By Peter Feuilherade
This article
was first published in MENA Rail News on 8 October 2013
Ignoring
objections from Israel’s Environmental Protection Minister, a coalition of
activists and environmentalists, economists and even the former head of Mossad,
the country’s powerful intelligence agency, a ministerial committee on 6
October approved the building of a twin-track high-speed railway line linking Tel
Aviv and the port of Eilat in the Gulf of Aqaba.
No budget
costings were included in the announcement, but latest estimates are in excess
of 5.6 billion US dollars. Construction work on the 350-km line, which would
carry passengers as well as freight, will take an estimated 10 years. If
completed, it will be the most expensive transport project in Israel’s 65-year
history.
The scheme
is being pushed by Transport Minister Yisrael Katz and Prime Minister Benjamin
Netanyahu, who says it would have great strategic significance for Israel. But Minister
of Environmental Protection Amir Peretz opposes the project, arguing it would harm
the environment. The line, with trains travelling at 250 km per hour, “is liable
to turn into a fast track to destroying nature in the Negev [desert] and
damaging the Gulf of Eilat,” Peretz said in a joint statement with the Israel
Nature and Parks Authority and the Society for the Protection of Nature in
Israel. Other critics say the project will also divert resources that could be
spent on improving public transport in urban areas.
Giving
details of the route, Israeli business news website Globes reported that the first 90‑km section of the line from Tel
Aviv to Beersheva was already completed, and the second 35‑km section to Dimona
required a second line. The website added: “The third 65‑km section from Dimona
to Hatzeva will be especially difficult, with a doubling of the existing track
to Nahal Zin and 9.2 km of tunnels to reach the Arava. The fourth 160‑km
section will run to the northern entrance to Eilat, where the new port channel
will be built. The line will not reach the current port. In addition to the
tunnels, the route will require 63 bridges extending over 4.5 km.”
The announcement
made no mention of a link with Israel’s Mediterranean port of Ashdod, creating
a “land bridge” between Europe and Asia, which had been touted as the project’s
main purpose.
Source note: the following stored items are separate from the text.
PR #44, opened 2026-07-31
OSAC-3511: Wire osac-aap into the tag-scoped release pipeline

eliorerz:
## Summary
Wires osac-aap into the now-proven [OSAC-3467](https://redhat.atlassian.net/browse/OSAC-3467)/OSAC-3490 tag-scoped release pattern already verified end-to-end on fulfillment-service and osac-operator. This was deliberately deferred, not forgotten -- per `publish-charts.yaml`'s own prior comment, wiring osac-aap in before PR #29 ([OSAC-3467](https://redhat.atlassian.net/browse/OSAC-3467)) settled its final shape would have needed rework regardless of merge order. PR #29 is merged and both other components have real tags fully verified through image build -> GHCR push -> chart publish -> GitHub Release.

## Changes

**`execution-environment.yml`**: trigger changed from unscoped `tags: - 'v*'` to `osac-aap/v*`, matching `build-image.yaml`/`publish-image.yaml`'s established convention. Added the same tag-prefix-stripping + SemVer-validation step (including the prerelease-safe major/minor derivation) and swapped `docker/metadata-action`'s `type=semver,pattern=...` entries for the same `type=raw,value=...,enable=...` pattern those two files use, for the same reason: a scoped tag with a literal `/` in it can't be matched by `type=semver`'s anchored pattern. Also dropped the now-redundant `type=ref,event=tag` entry, matching the reasoning already applied to the other two workflows.

**`publish-charts.yaml`**: added `osac-aap/v` to the shared `guard` job's `startsWith` condition and its tag-prefix-stripping `case` statement. Added a new `publish-osac-aap-chart` job, ported from the old standalone `osac-project/osac-aap` repo's own `publish-aap-chart` job (read in full, not guessed), adapted to this file's current conventions:
- `if: success() && github.event.workflow_run.name == 'Build execution environment'` (the actual name of this repo's build workflow), matching how the fulfillment-service/osac-operator jobs gate on their own workflow names.
- Sources the version from `needs.guard.outputs.version` (already prefix-stripped) instead of re-deriving it from the raw tag.
- Uses `.github/scripts/osac-aap-verify-tag-matches-sha.sh` (the script [OSAC-3491](https://redhat.atlassian.net/browse/OSAC-3491) already moved/renamed to root in preparation for this, previously unused).
- Kept as a **single job**, unlike osac-operator's chart-publish/release split -- osac-aap has only one chart, so there's no multi-chart parallelism to justify separating release creation into its own job. This also preserves the old job's double tag-race check (once before packaging, again immediately before the release), which is a real race guard given real wall-clock time passes between the two, not incidental duplication.

## Verification
Read all four current files fresh (`execution-environment.yml`, `build-image.yaml`, `publish-image.yaml`, `publish-charts.yaml`) rather than assuming their shape, and the old standalone repo's `publish-charts.yaml` in full before porting anything. YAML parse check + `yamllint -c .yamllint.yaml --strict` on both changed files -- clean.

## GHCR "Manage Actions access" gap -- checked proactively, looks like it's needed
Per the same class of gap that hit fulfillment-service/osac-operator twice already (container images, then chart packages): checked `osac-aap`'s and `charts/osac-aap`'s package linkage via the GitHub Packages API before attempting any real tag push.

Both packages currently show `repository: osac-project/osac-aap` (the old standalone repo) as their origin. Note this field doesn't reliably indicate whether a "Manage Actions access" grant for `osac-project/osac` already exists or not -- it reflects historical package origin, not the current grant list, and there's no REST API to read the actual grant list (this is UI-only). Given osac-operator/fulfillment-service needed this grant added manually before their real-tag tests could push successfully, and nobody would have had reason to add it for osac-aap before this ticket wired it into the pipeline, I'm flagging this now rather than discovering a 403 mid-test: **`osac-aap` (container) and `charts/osac-aap` likely both need `osac-project/osac` added under Package Settings -> Manage Actions access -> Add repository, with Write role**, same as was needed for the other two components.

## Testing plan (not yet done -- pending the access grant above)
Once merged to main (workflow file content is pinned to the tag's target commit, so testing against a stale/unmerged tag wouldn't exercise this fix) and the GHCR grant is confirmed, will push a real `osac-aap/vX.Y.Z` tag (next in sequence: `osac-aap/v0.0.12`, following the old repo's last release `v0.0.11`) and confirm the image builds and pushes to `ghcr.io/osac-project/osac-aap`, the chart publishes to `ghcr.io/osac-project/charts/osac-aap`, and a GitHub Release is created -- then report back and close [OSAC-3511](https://redhat.atlassian.net/browse/OSAC-3511).

Not merging this myself.

### DIFF
--- a/.github/workflows/execution-environment.yml
+++ b/.github/workflows/execution-environment.yml
@@ -10,7 +10,7 @@ on:
     branches:
       - main
     tags:
-      - 'v*'
+      - 'osac-aap/v*'
   pull_request:
     branches:
       - main
@@ -50,6 +50,29 @@ jobs:
                                             --tag "osac-ee"         \
                                             -f "./execution-environment/execution-environment.yaml"
 
+      # Component-scoped tags (see the `tags:` trigger above) can't be used verbatim
+      # as image tags -- Docker/OCI tags can't contain the '/' the git tag does --
+      # so strip the prefix here to recover the bare vX.Y.Z for the actual image tags.
+      - name: Compute release version
+        if: startsWith(github.ref, 'refs/tags/osac-aap/')
+        run: |
+          version="${GITHUB_REF_NAME#osac-aap/}"
+          # Same SemVer rule as publish-charts.yaml's guard job -- rejects build
+          # metadata (+...) and validates the core/prerelease shape before it's
+          # trusted as an image tag.
+          semver_re='^v(0|[1-9][0-9]*)\.(0|[1-9][0-9]*)\.(0|[1-9][0-9]*)(-((0|[1-9][0-9]*)|[0-9A-Za-z-]*[A-Za-z-][0-9A-Za-z-]*)(\.((0|[1-9][0-9]*)|[0-9A-Za-z-]*[A-Za-z-][0-9A-Za-z-]*))*)?$'
+          if ! [[ "${version}" =~ ${semver_re} ]]; then
+            echo "::error::Tag '${GITHUB_REF_NAME}' is not a valid semver release tag"
+            exit 1
+          fi
+          # Prerelease identifiers can themselves contain dots (e.g. v1.2.3-beta.1),
+          # so derive major/minor from the prerelease-stripped core version --
+          # otherwise a dotted prerelease would corrupt the major.minor alias.
+          core="${version%%-*}"
+          echo "RELEASE_VERSION=${version}" >> "$GITHUB_ENV"
+          echo "RELEASE_MAJOR_MINOR=${core%.*}" >> "$GITHUB_ENV"
+          echo "RELEASE_MAJOR=${core%%.*}" >> "$GITHUB_ENV"
+
       - name: Extract metadata (tags, labels)
         if: github.event_name != 'pull_request'
         id: meta
@@ -60,11 +83,15 @@ jobs:
           # workflow post-merge (see OSAC-3490), colliding on mutable tags.
           # Keeping this component's pre-merge image identity stable instead.
           images: ghcr.io/osac-project/osac-aap
+          # No `type=ref,event=tag` here: the `tags:` trigger above only ever
+          # matches this component's own scoped prefix, so the tag-triggered
+          # case is always covered by the three raw entries below already --
+          # keeping it would just add a redundant, slash-sanitized duplicate
+          # tag (e.g. "osac-aap-v1.2.3").
           tags: |
-            type=semver,pattern=v{{version}}
-            type=semver,pattern=v{{major}}.{{minor}}
-            type=semver,pattern=v{{major}}
-            type=ref,event=tag
+            type=raw,value=${{ env.RELEASE_VERSION }},enable=${{ env.RELEASE_VERSION != '' }}
+            type=raw,value=${{ env.RELEASE_MAJOR_MINOR }},enable=${{ env.RELEASE_VERSION != '' }}
+            type=raw,value=${{ env.RELEASE_MAJOR }},enable=${{ env.RELEASE_VERSION != '' }}
             type=sha
             type=raw,value=latest,enable=${{ github.ref == format('refs/heads/{0}', 'main') }}
 
--- a/.github/workflows/publish-charts.yaml
+++ b/.github/workflows/publish-charts.yaml
@@ -29,16 +29,9 @@ jobs:
   # component's image-build workflow fired. Each publish job below then
   # gates on github.event.workflow_run.name to only publish its own
   # component's chart -- the image-build workflows themselves stay separate
-  # per component (see build-image.yaml/publish-image.yaml), so this is the
-  # one place their otherwise-independent tag-triggered releases converge.
-  #
-  # osac-aap's execution-environment.yml is NOT wired in here yet: PR #29
-  # (OSAC-3467) is reworking this guard job to use component-scoped tags
-  # (<component>/vX.Y.Z) and a shared `version` output instead of the bare
-  # `v*` matching below, and is still open/under review. Wiring osac-aap in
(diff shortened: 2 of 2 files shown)


eliorerz:
Reviewed from scratch — pulled the branch fresh, read the full current content of both files, and diffed the new SemVer/tag-stripping block character-for-character against build-image.yaml's and publish-image.yaml's already-proven versions, plus pulled the old standalone osac-aap repo's actual `publish-aap-chart` job from git history to compare against the new port line by line. Everything checks out.

**(1) The tag-stripping/SemVer block is verified equivalent, not just similar:**
```
$ diff <(execution-environment.yml's block) <(build-image.yaml's block)
1c1
<   if: startsWith(github.ref, 'refs/tags/osac-aap/')
---
>   if: startsWith(github.ref, 'refs/tags/osac-operator/')
3c3
<   version="${GITHUB_REF_NAME#osac-aap/}"
---
>   version="${GITHUB_REF_NAME#osac-operator/}"
```
Same result diffing against `publish-image.yaml`. The *only* differences anywhere are the component-prefix string itself — the SemVer regex, the prerelease-stripped `core=`/`RELEASE_VERSION`/`RELEASE_MAJOR_MINOR`/`RELEASE_MAJOR` derivation are byte-for-byte identical to the already-proven versions.

**(2) `type=semver` → `type=raw` conversion confirmed complete, no latent bug left.** Reasoned through why the old `type=semver,pattern=v{{version}}` entries would silently produce *zero* tags once the trigger became `osac-aap/v*`: docker/metadata-action's semver matcher needs the raw git ref to itself parse as semver, and `osac-aap/v1.2.3` (containing a `/`) never will — so if this conversion had been missed, every real tag push would build an image but push it with no version tags at all (only `sha-*`/`latest` would still work), a real would-be latent bug. Grepped the full file for any remaining `type=semver` or a live (non-comment) `type=ref,event=tag` — zero hits; both are fully gone, only survives as the explanatory comment text.

One thing I checked and confirmed is *not* a problem: `execution-environment.yml`'s "Extract metadata" step is gated `if: github.event_name != 'pull_request'` and its `tags:` list has no `type=ref,event=branch`/`type=ref,event=pr` entries, unlike the other two files. Confirmed via diff context that this gate and the missing entries both **predate this PR** (untouched lines) — osac-aap's build workflow has never pushed per-PR images, and this PR correctly leaves that pre-existing architecture alone rather than "fixing" something that was never broken for this component.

Options for linking the railway to the ports are expected to be
discussed later.
Netivei
Yisrael, Israel’s national roads company, says the proposed rail link is not
meant to compete with Egypt’s Suez Canal, which connects the Mediterranean and
the Red Sea. However, Israel’s Haaretz newspaper quoted estimates that Israel’s
planned rail line would allow for “hundreds of thousands of crates of goods to
travel between the two continents as well. In addition, Israel will be able to
import more than 200,000 cars using the cargo train and export five million
tons of chemicals.”
Foreign interest
According to
Globes, the Prime Minister's Office
director‑general Harel Locker is in favour of financing the project as part of
an agreement between governments, rather than through a tender in the normal way.
The Chinese, French and Spanish governments are interested in the project, and tentative
plans are for the project to be managed by a Chinese company that would build
and operate the railway line.
However,
former Mossad chief Ephraim Halevy said Chinese involvement might damage Israel’s
ties with the United States and Europe. He warned that if China “actively
controlled” the track between Eilat and Ashdod, and the port that the
government wants to build in Eilat, it would create a situation in which China would
control “political and economic pressure points” within Israel.
In response,
Israel's Transport Ministry said: “The government of Israel views positively
the interest of the Chinese in the Eilat railway project, and is promoting
economic ties with China, something that does not go against the close ties
that Israel shares with the United States.”
The latest
decision suggests that Netanyahu’s argument in favour of the project’s
strategic importance for Israel is taking precedence – for the time being, at
least – over the economic counter‑view that a route offering both passenger and
freight transport would not be financially feasible.